Abstract:

Introduction:
Reading involves cognitive functions, language proficiency, and prior knowledge. Open-ended items assess understanding best but are human-rated and time-consuming. Taking time constraints and budget limits into account, can natural language processing algorithms (NLPs) aid or replace manual assessors?

Method and Data:
Our research is based on the Progress test for measuring the reading literacy of 4th grade students. The test consists of three text fragments connected by a common plot, followed by questions. All questions in the test are closed-ended, except for two, the scoring one of which is described in the study. The data included responses from about 4,500 students. There are two models that are to be designed and implemented. To train models we used 75% of the data.

Random Forest Classifier:
Random Forest Classifier is a machine learning method that constructs multiple decision trees to output class predictions (Breiman, 2001). It reduces overfitting and improves generalisation by using random subsets of training data and features. The final output is an aggregation of individual tree predictions, making it robust and accurate for various applications. The method’s main advantage is its effectiveness in handling noisy data, which is crucial in our case as we deal with responses from primary school students that can be noisy. To assess primary school students’ answers, we created a model using such features as the length of the answer and the time it took students to read the text.

LLM:
Large Language Models (LLMs) are a branch of neural networks designed for natural language processing. There are quite a few well-known LLMs like chat GPT, BERT, Llama, etc (Tornberg, 2023). These models are trained on large corpuses of data, which accounts for their recent success: taking an already pre-trained model speeds up the training and fine-tuning process. In our research, we took a Russian language BERT model (Kuratov & Arkhipov, 2019), in order to assess primary students’ works.

Results:
The weighted F1-score on the test sample was 0.924 for Random Forest and 0.95 for the neural network, and the proportion of false negative predictions was less than 1%. The agreement of the two models (Cohen's Kappa) is 0.7 (Cohen, 1960). The results of our work illustrate that it is feasible to deploy an automated scoring of short texts using a neural networking model coupled with a Random Forest algorithm. Such approach to test assessment can largely enhance the process, hastening the checking procedures and lowering the costs.

References:
[1] Breiman, L. Random Forests.
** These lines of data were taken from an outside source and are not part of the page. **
PR #86, opened 2019-08-24
Fix 701: Added keepOpen attribute to FAB

jepsar:
@melloware sorry for the delay, I didn't manage to find the time to finish both issues during the week.

Can you please have a look at this PR. I've tested it, the JS is working, but I can't get the attribute to be true. I must be overlooking something trivial, but I can't find what.

### DIFF
--- a/src/main/java/org/primefaces/extensions/component/fab/FloatingActionButtonRenderer.java
+++ b/src/main/java/org/primefaces/extensions/component/fab/FloatingActionButtonRenderer.java
@@ -109,6 +109,9 @@ public class FloatingActionButtonRenderer extends BaseMenuRenderer {
         final FloatingActionButton fab = (FloatingActionButton) menu;
         final WidgetBuilder wb = getWidgetBuilder(context);
         wb.init("ExtFAB", fab.resolveWidgetVar(), fab.getClientId(context));
+        if (fab.isKeepOpen()) {
+            wb.attr("keepOpen", fab.isKeepOpen());
+        }
         wb.finish();
     }
 
--- a/src/main/resources/META-INF/primefaces-extensions.taglib.xml
+++ b/src/main/resources/META-INF/primefaces-extensions.taglib.xml
@@ -6818,7 +6818,7 @@ See showcase for an example. Default null.]]>
             </description>
             <name>keepOpen</name>
             <required>false</required>
-            <type>boolean</type>
+            <type>java.lang.Boolean</type>
         </attribute>
         <attribute>
             <description>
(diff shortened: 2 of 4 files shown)


src/main/java/org/primefaces/extensions/component/fab/FloatingActionButtonRenderer.java
```diff
@@ -109,6 +109,9 @@ protected void encodeScript(FacesContext context, AbstractMenu menu) throws IOEx
         final FloatingActionButton fab = (FloatingActionButton) menu;
         final WidgetBuilder wb = getWidgetBuilder(context);
         wb.init("ExtFAB", fab.resolveWidgetVar(), fab.getClientId(context));
+        if (fab.isKeepOpen()) {
```
jepsar, line 112: @melloware somehow this always returns false.. I don't understand why

src/main/resources/META-INF/primefaces-extensions.taglib.xml
```diff
@@ -6812,6 +6812,14 @@ See showcase for an example. Default null.]]>
             <required>false</required>
             <type>java.lang.String</type>
         </attribute>
+        <attribute>
+            <description>
+                <![CDATA[Keep the menu open when an item is clicked. Default value is false.]]>
+            </description>
+            <name>keepOpen</name>
+            <required>false</required>
+            <type>boolean</type>
```
melloware: Change "boolean" to "java.lang.Boolean" and it will work!

src/main/resources/META-INF/resources/primefaces-extensions/fab/fab-widget.js
```diff
@@ -25,8 +25,13 @@ PrimeFaces.widget.ExtFAB = PrimeFaces.widget.BaseWidget.extend({
                 document.selection.empty();
             }
         };
-        var that = this;
-        this.button.click(function(){ that.toggle(); });
+        var obj = this;
+        this.button.click(function(){ obj.toggle(); });
+        if (cfg.keepOpen === undefined) {
```
melloware: I think you can say "if (!cg.keepOpen)" which will evaluate if its FALSE or UNDEFINED?

melloware (changes requested):

src/main/java/org/primefaces/extensions/component/fab/FloatingActionButtonRenderer.java
jepsar: Oh no! My test was wrong.. I used the attribute on the menu item!

src/main/resources/META-INF/resources/primefaces-extensions/fab/fab-widget.js
jepsar: Correct!

src/main/resources/META-INF/primefaces-extensions.taglib.xml
jepsar: Both are used in PFE. I don't think it really matters in this case. Changed it though.

melloware (approved):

Machine Learning 45, 5–32 (2001). https://doi.org/10.1023/A:1010933404324
[2] Kuratov, Y., & Arkhipov, M. (2019). Adaptation of Deep Bidirectional Multilingual Transformers for Russian Language. ArXiv, abs/1905.07213.
[3] Törnberg, Petter & Valeeva, Diliara & Uitermark, Justus & Bail, Christopher. (2023). Simulating Social Media Using Large Language Models to Evaluate Alternative News Feed Algorithms. 10.48550/arXiv.2310.05984
[4] Cohen, J. (1960). A coefficient of agreement for nominal scales. Educational and Psychological Measurement, 20 37-46

Keywords:

Reading literacy, primary school, neural networks, natural language processing, large language models, random forest.